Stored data
PR #95, opened 2023-07-21
`KafkaProducerMessage`: generic key & value

felixschlegel:
### Motivation:

We want to allow our users to feed arbitrary data as `key` and `value`
of a `KafkaProducerMessage`.

### Modifications:

* add new `public protocol KafkaBuffer` which asks implementing types to
  provide safe access to an `UnsafeMutableRawBufferPointer` containing
  the data
* implement `KafkaBuffer` in `String`
* implement `KafkaBuffer` in `ByteBuffer`
* update tests


Tests/SwiftKafkaTests/KafkaProducerTests.swift
```diff
@@ -110,7 +110,7 @@ final class KafkaProducerTests: XCTestCase {
             }
 
             let expectedTopic = "test-topic"
-            let message = KafkaProducerMessage(
+            let message = KafkaProducerMessage<ByteBuffer, ByteBuffer>(
```
felixschlegel, line 113: Keys are optional, which leads to the problem that their type cannot be inferred when set to `nil`. This is a workaround but far from perfect. Any suggestions?

Sources/SwiftKafka/Data/String+KafkaBuffer.swift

Work instruction:
Say how many lines in the records hold the word "KafkaProducerMessage", giving the number by itself.

Task response:
4